Once Starke was admitted to Georgetown, she took the advice of former student veterans and immersed herself in student life: She joined the professional foreign service sorority Delta Phi Epsilon and became part of the OWN IT Summit team for women’s leadership.
Still, Starke said she was not prepared for the stigma associated with being a veteran.
“It’s definitely case by case. Some faculty and administrators are ambivalent, but I feel like many of them are uncomfortable sometimes,” Starke said.
Starke said this environment encouraged her to become involved in GUSVA. As the president, Starke said she wants to help other student veterans in as many ways as possible. This includes providing veterans with similar networking opportunities available to other students.
“At Georgetown, everyone has alumni connections. Some veterans are often not tied into those connections because they transfer in. So I think about how we can get them connected to alumni or tied into various programs on campus they’ve felt excluded from,” Starke said.
Along with advocating for veterans’ issues, GUSVA also plans events and gatherings for both its members and the broader Georgetown community. On Nov. 10, GUSVA will host a Veteran’s Day ceremony honoring student veterans on campus and Georgetown alumni who have served.

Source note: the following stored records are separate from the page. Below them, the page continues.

PR #745, opened 2022-02-23
SWIFT-1470 Fix failing load balancer tests

patrickfreed:
SWIFT-1470 / SWIFT-1319


Sources/TestsCommon/CommonTestUtils.swift
```diff
@@ -188,7 +188,6 @@ public enum TestTopologyConfiguration: String, Decodable {
             helloReply["isreplicaset"] != true
         {
             self = .single
-            // TODO: SWIFT-1319: eventually, we should be able to just check for serviceId here.
```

GUSVA will also host a panel discussion on Oct. 21 called “Women Who Write About War.” The panel will bring together professional women writers whose work focuses primarily on war. Professor of Spanish and Portuguese Barbara Mujica, who serves as GUSVA’s faculty advisor, will speak at the event.
Mujica is also an associate facilitator of the Veterans Support Team. Mujica played an important role in strengthening GUSVA’s role on campus, especially in the acquisition of a central office for the organization.
“Georgetown was very active in the anti-war movement during the Vietnam War, so I feared that I would not get great reception. But the exact opposite happened. The receptions from the provost’s office, the president’s office, and the dean’s offices were all very supportive and helpful,” Mujica said.
Currently, hundreds of both undergraduate and graduate students make up GUSVA’s membership.
Henderson said veterans should immerse themselves in everything Georgetown has to offer.
“As I got more comfortable, I became involved on campus, which made the adjustment much easier,” Henderson said. “I’ve since made some incredible friends here.”
Like Henderson, Starke said she would urge new students to be resourceful.
“You can’t force a student to use his or her resources or to identify as veterans. That being said, I’d encourage every student here to get involved with anything and everything,” Starke said. “I’d also tell them not to hide who they truly are, either.”
Mujica said she hopes veterans and non-veterans will continue to interact and that the issues surrounding student veterans — including a potential stigma and transitioning to civilian life — will continue to be addressed.
“Student veterans make tremendous contributions to campus life. They’ve been all over the world and really add different and important dimensions to our campus,” Mujica said.
For Henderson, being at Georgetown after serving in the military is a privilege.
“To me, Georgetown is a miracle. Every day I walk up, and I see Healy [Hall]: I have to pinch myself,” Henderson said. “I ask myself if that’s really where I get to spend my time.”